Depuis plusieurs jours, l’entourage du ministre de l’économie et du redressement productif avait distillé les petites phrases. Cela allait être un grand discours programmatique sur le redressement économique de la France, promettait-on. Celui où Arnaud Montebourg ferait entendre sa tonalité politique, trois mois après avoir choisi de rester dans le gouvernement de Manuel Valls. Rien donc n’avait été laissé au hasard, même la date. Juste après la « grande conférence sociale », juste après le vote à l’Assemblée nationale approuvant le pacte de responsabilité. Des moments qui risquent de peser très lourd dans la mémoire de la gauche, mais pas pour Arnaud Montebourg, apparemment.
Alors que la gauche, jusqu’au sein des rangs du parti socialiste, se désespère du revirement du gouvernement, et dénonce une alternance libérale qui ne dit pas son nom, le ministre de l’économie fait sa relecture politique des derniers événements. À l’entendre, toutes les concessions faites au patronat ces derniers mois, les 20 milliards du crédit impôt compétitivité emploi (CICE), les 40 milliards d’allégements supplémentaires consentis aux entreprises dans le cadre du pacte de responsabilité, l’abandon du compte pénibilité sous la pression du Medef, le départ d’une partie des fédérations syndicales refusant de continuer à cautionner plus avant le simulacre de la concertation sociale, ne signifient pas l’épuisement du modèle social-démocrate, la défaite de la gauche face à un libéralisme plus intransigeant que jamais, la perpétuation d’une lutte des classes au profit des plus riches. Tous ces concepts de gauche ne semblent pas être de mise dans l’analyse d’Arnaud Montebourg.

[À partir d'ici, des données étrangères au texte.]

PR #7473, opened 2022-02-02
Fix user_time and system_time unit in processes table on M1

### LINKED ISSUE #7459: Processes columns user_time and system_time values are incorrect on Apple Silicon
# Bug report

macOS 11.6.2, Apple Silicon

osquery 5.2.1

1. Open a terminal and two tabs
2. In the first tab run `while true; do done`
3. In the second tab launch osquery in shell mode and run the query `SELECT user_time, system_time FROM processes WHERE name = "zsh"` roughly every second.

The sum of user_time and system_time for one of the processes should clearly increase by about 1000 from the second query and on

### What did you see instead?

The times increase only by a value around 20 or so.

This seems to be caused by the API we use, `proc_pid_rusage` which doesn't return nanosecond times anymore in the `user_time` and `system_time` members of the `RUSAGE_INFO_V*` structure, but from my tests it seems a unit that has a value of something around 40ns.

The only talk about this "issue" I've found is here: https://stackoverflow.com/questions/66328149/the-cpu-time-obtained-by-proc-pid-rusage-does-not-meet-expectations-on-the-macos
which might suggest it's a bug in M1?

I've also tried to look at the implementation in the XNU source code but I couldn't see something immediately wrong.

I'm trying to use what chromium uses, which is another set of APIs (task_info, task_for_pid), which though require the binary to be code signed and there are some other requirements which is not yet clear to me.

Smjert:
Use the time base conversion coming from mach_timebase_info
also for the cpu time values coming from the libproc API.

The user_time and system_time columns values are taken
from the proc_pid_rusage API values of ri_user_time and
ri_system_time.
The unit of those two values was incorrectly considered
to always be nanoseconds, but they are mach ticks,
much like the start_time that is later calculated
via mach_absolute_time.

While on x86_64 the time base info used to convert ticks to nanoseconds
returns a numerator and denominator that are both 1,
on M1 they are not (125 and 3 is one example).

Fixes #7459

### DIFF
--- a/osquery/tables/system/darwin/processes.cpp
+++ b/osquery/tables/system/darwin/processes.cpp
@@ -436,26 +436,30 @@ void genProcResourceUsage(const QueryContext& context,
       proc_pid_rusage(pid, RUSAGE_INFO_V2, (rusage_info_t*)&rusage_info_data);
   // proc_pid_rusage returns -1 if it was unable to gather information
   if (status == 0) {
+    // Initialize time conversions.
+    static mach_timebase_info_data_t time_base;
+    if (time_base.denom == 0) {
+      mach_timebase_info(&time_base);
+    }
+
     // size/memory information
     r.wired_size_col = rusage_info_data.ri_wired_size;
     r.resident_size_col = rusage_info_data.ri_resident_size;
     r.total_size_col = rusage_info_data.ri_phys_footprint;
 
     // time information
-    r.user_time_col = rusage_info_data.ri_user_time / CPU_TIME_RATIO;
-    r.system_time_col = rusage_info_data.ri_system_time / CPU_TIME_RATIO;
+    r.user_time_col =
+        ((rusage_info_data.ri_user_time * time_base.numer) / time_base.denom) /
+        CPU_TIME_RATIO;
+    r.system_time_col = ((rusage_info_data.ri_system_time * time_base.numer) /
+                         time_base.denom) /
+                        CPU_TIME_RATIO;
 
     // disk i/o information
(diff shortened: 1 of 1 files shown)


directionless (approved):
Seems like it's probably fine? @sharvilshah how does this look to you?

sharvilshah:
This is great, thanks! 

For more context and for future reference, I did come across this from Apple's porting guide which mentions exactly this: https://developer.apple.com/documentation/apple-silicon/addressing-architectural-differences-in-your-macos-code

> Apply Timebase Information to Mach Absolute Time Values
>
> Always apply timebase information to values you receive from mach_absolute_time and never assume that the function returns the number of nanoseconds since boot. The value returned by the mach_absolute_time function is different for native and translated processes, and doesn’t necessarily correspond to the number of nanoseconds since boot. Applying timebase information ensures that you can distribute time values between processes and between different computers.
> 
> The following code shows how to apply the timebase information to the value returned by the mach_absolute_time function:
> 
> ```
> uint64_t MachTimeToNanoseconds(uint64_t machTime) {
>     uint64_t nanoseconds = 0;
>     static mach_timebase_info_data_t sTimebase;
>     if (sTimebase.denom == 0)
>         (void)mach_timebase_info(&sTimebase);
> 
>     nanoseconds = ((machTime * sTimebase.numer) / sTimebase.denom);
> 
>     return nanoseconds;
> }
>```
>
> To retrieve time values in nanoseconds without converting `mach_absolute_time` values, call the `clock_gettime_nsec_np` function instead.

Toutes les dernières décisions du gouvernement relèvent, selon lui, d’une autre lecture : révolutionnaire. Le CICE, le pacte de responsabilité et tout le reste, c’est l’union des Français face à la patrie en danger, c’est la France révolutionnaire montant à Valmy pour tenir tête dans la guerre économique. L’audace est requise : « Cette union de tous les Français autour du made in France, cette bataille culturelle pour le patriotisme économique conduit la France peu à peu vers une transformation progressive de son modèle économique. Un moment tentés par le modèle anglo-saxon libéral et financier, nous voici en train de revenir à un modèle entrepreneurial solidaire, productif et innovant. Nous nous serrons les coudes pour renforcer et soutenir nos producteurs. Nous nous battons pour modérer nos coûts de production, nous nous organisons pour réinventer nos productions. » La salle écoutait bouche bée, vaguement interloquée.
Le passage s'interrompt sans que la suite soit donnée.